Once the organization was named, Morris, Etnire and Cavander set out to equip Menlo students with the shirts and rally towels needed to be as loud as possible at games. “We went and had shirts and towels made at Goetz Brothers, then sold them to Menlo students really cheap so everyone could get one. Because everyone had them, everyone felt more inclined to go to games and sit together and cheer louder. The t-shirts especially really helped increase turnout,” Etnire said via Twitter DMs.

Before The Sea of Gold was created, Menlo was unique in its lack of dedicated cheering section. “Other schools would get really loud and have a real impact on the game, and for a long time we just didn’t have that,” Morris said. But once it got going, the Sea of Gold became a phenomenon. “People couldn’t get enough, every Menlo game was basically sold out. The demand was insane. I remember it peaked in 2007 at a [Menlo-Atherton] game where they had to bring in stands on the other side of the stadium to fit all the kids who came. We would do the Yankee Stadium roll call at the beginning of every game, and people came so early so they could cheer as the players came on. We had so many chants and everyone knew when to do each one,” Morris said, “Like when the basketball coach threw a ball into the stands, we would scream the UCLA ‘This Is the Basketball’ chant.
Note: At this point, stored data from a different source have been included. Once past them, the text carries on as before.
PR #285, opened 2020-06-17
CAS-321: add mayastorpool.yaml to deployment

tiagolobocastro:
When the timing is "just right" applying the pool yaml file fails
because it's up to moac to register the pool crd.

Add the pool crd to the deployment which might facilitate new installs

### DIFF
--- a/deploy/README.md
+++ b/deploy/README.md
@@ -44,7 +44,7 @@ A worker node which will not host/contribute storage capacity to Mayastor does n
     HugePages_Surp:        0
 
     ```
-    
+
     If fewer than 512 pages are available, the page count should be configured as necessary, accounting for any other co-resident workloads which may require them. e.g.
 
     ```bash
@@ -57,7 +57,7 @@ A worker node which will not host/contribute storage capacity to Mayastor does n
     ```
 
     > If you modify the huge page configuration of a node, you *must* restart the kubelet or reboot the node
-    
+
 
 2.  Load the Network Block Device (NBD) kernel module.  This is necessary *only* if it is intended to use nbd transport for volume provisioning.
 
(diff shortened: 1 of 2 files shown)


deploy/README.md
```diff
@@ -85,10 +85,11 @@ The YAML files named below are to be found in the `deploy` folder of the Mayasto
 5.  Deploy the Mayastor and CSI components
     ```bash
     kubectl create -f nats-deployment.yaml
+    kubectl create -f mayastorpool.yaml
```
jkryl, line 88: not sure if it makes sense to add just one of them. There are two other yamls as well. Perhaps having just a note that CRD yamls are applied automatically by moac and a link to crds directory in moac would be sufficient. Whoever wants to apply them manually could do that then. But let's see what others think about it.

tiagolobocastro: My reasoning was that the pool instances are only thing which the user creates. The node and the volume instances are always created by moac.
Adding just the note also makes sense, whatever people think makes more sense / is clearer.

GlennBullingham: I think there is potential to confuse the user at to what is being performed in this step.  To me, taking mayastorpool.yaml at face value suggests that it's going to do just that - establish a working pool instance(s), which is not the case.

I'm inclined to agree with Jan, that if we are going to have the user create *some* necessary CRDs explicitly as part of the installation step, rather than leave this to moac (and/or some other kind of operator or supervisory process), then we should define them *all* there and have a single "CRDs" yaml file which creates all such entities required.

tiagolobocastro: it doesn't need to be called mayastorpool right, it could be mayastorpoolcrd, common.yaml, or crd.yaml.
The tricky thing with combining them all is that we'd have to release that as an artifact perhaps, since they're all separate yaml files in the tree.

GlennBullingham: Agreed.  Adding CRD to the filename would make sense.

PR #288, opened 2020-06-19
Update install-nix-action

tjoshum:
This seems to be the smallest change to get CI moving again.


tjoshum:
Maybe we should move certain actions to point to master. Where those actions are solely for interacting with external systems, the loss of stability from using master rather than a release might be offset by the gains from both the action and the external system moving in lock step.
I was hoping for a docker style 'latest' meaning the most recent release branch, but I don't think GitHub actions has such a thing. Anyway, the quickest way to unblock CI is just to bump the install-nix-action version, so that's what I've done.

PR #290, opened 2020-06-22
WIP build: default to a known good version of the rust toolchain

tjoshum:
This also contains changes to shell.ix required by the pre-commit hooks

### DIFF
--- a/.github/workflows/build.yaml
+++ b/.github/workflows/build.yaml
@@ -10,25 +10,24 @@ jobs:
     name: Build and run cargo tests
     runs-on: self-hosted
     timeout-minutes: 20
-    container:
-      image: docker.io/mayadata/ms-buildenv:latest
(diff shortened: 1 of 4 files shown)


gila:
@tjoshum Thanks for having a stab at this, it turns out, however, that the problem is far more complicated to fix for various reasons. 

So, here the intent is to -- get shell.nix working again properly, right? I would suggest to simply remove the rust-channel entry from the build inputs such that you can use <insert distro> rustup to install stable, nightly and whatever.

jkryl:
I would suggest implementing what we all agreed upon as an intermediate solution, that is, simply using rust stable everywhere with exception of nix-shell where rust-stable would be the default, but in case of an explicit argument the user could avoid installing rust (in that case user is responsible for managing his own version of the rust with all negative consequences that it might have).

PR #471, opened 2020-10-22
Add a function to check if a nexus child is local

paulyoong:
A nexus child is identified as being local if its bdev driver is neither
nvme nor iscsi. Therefore, nexus children with bdev drivers of type
"lvol", "aio" or "malloc" will be identified as local.

### DIFF
--- a/mayastor/src/bdev/nexus/nexus_child.rs
+++ b/mayastor/src/bdev/nexus/nexus_child.rs
@@ -439,4 +439,16 @@ impl NexusChild {
             .map(|j| j.stats().progress as i32)
             .unwrap_or_else(|| -1)
     }
+
+    /// Determines if a child is local to the nexus (i.e. on the same node)
+    pub fn is_local(&self) -> Option<bool> {
+        match &self.bdev {
+            Some(bdev) => {
+                // A local child is not exported over nvme or iscsi
+                let local = bdev.driver() != "nvme" && bdev.driver() != "iscsi";
+                Some(local)
+            }
+            None => None,
+        }
+    }
 }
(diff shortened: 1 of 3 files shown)


mayastor/src/bdev/nexus/nexus_child.rs
```diff
@@ -439,4 +439,16 @@ impl NexusChild {
             .map(|j| j.stats().progress as i32)
             .unwrap_or_else(|| -1)
     }
+
+    /// Returns true if the child is on the same node as the nexus.
```
tiagolobocastro, line 443: Returns Some(true) or None if the bdev is not open?

mayastor/tests/nexus_child_location.rs
```diff
@@ -0,0 +1,94 @@
...
+            )
+            .await
+            .unwrap();
+
+            let nexus = nexus_lookup(NEXUS_NAME).expect("Failed to find nexus");
+            let children = &nexus.children;
+            assert_eq!(children.len(), 3);
+            assert_eq!(children[0].is_local().unwrap(), true);
+            assert_eq!(children[1].is_local().unwrap(), false);
+            assert_eq!(children[2].is_local().unwrap(), false);
```
tiagolobocastro, line 91: missing the test for when the bdev is closed?

tiagolobocastro (approved):

mayastor/src/bdev/nexus/nexus_child.rs
paulyoong: I have updated the comments - thanks

mayastor/tests/nexus_child_location.rs
paulyoong: The bdev in NexusChild never actually gets set to None, so I can't test this condition currently.

chriswldenyer (approved):
LGTM

paulyoong (commented):
bors merge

The students were always firing on all cylinders.”

These three leaders, Morris, Etnire and Cavander, didn’t realize that what they had created would outlast them for as long as it has. More than a decade later, the Sea of Gold is still screaming from the bleachers, but some of this original furor seems to be lost. The Sea of Gold undoubtedly was at its peak in 2007, but ever since, subsequent classes have had trouble re-capturing the school spirit that exploded 10 years ago. A 2012 Coat of Arms opinion piece titled Why Sea of Gold is Mired in Mediocrity captures this sentiment exactly. But despite the differences year by year, the organization persists. It’s going on a decade strong and shows no immediate signs of stopping. Our captains still cheer and Menlo fans still chant. It’s important to know where the Sea of Gold came from to know what it can be.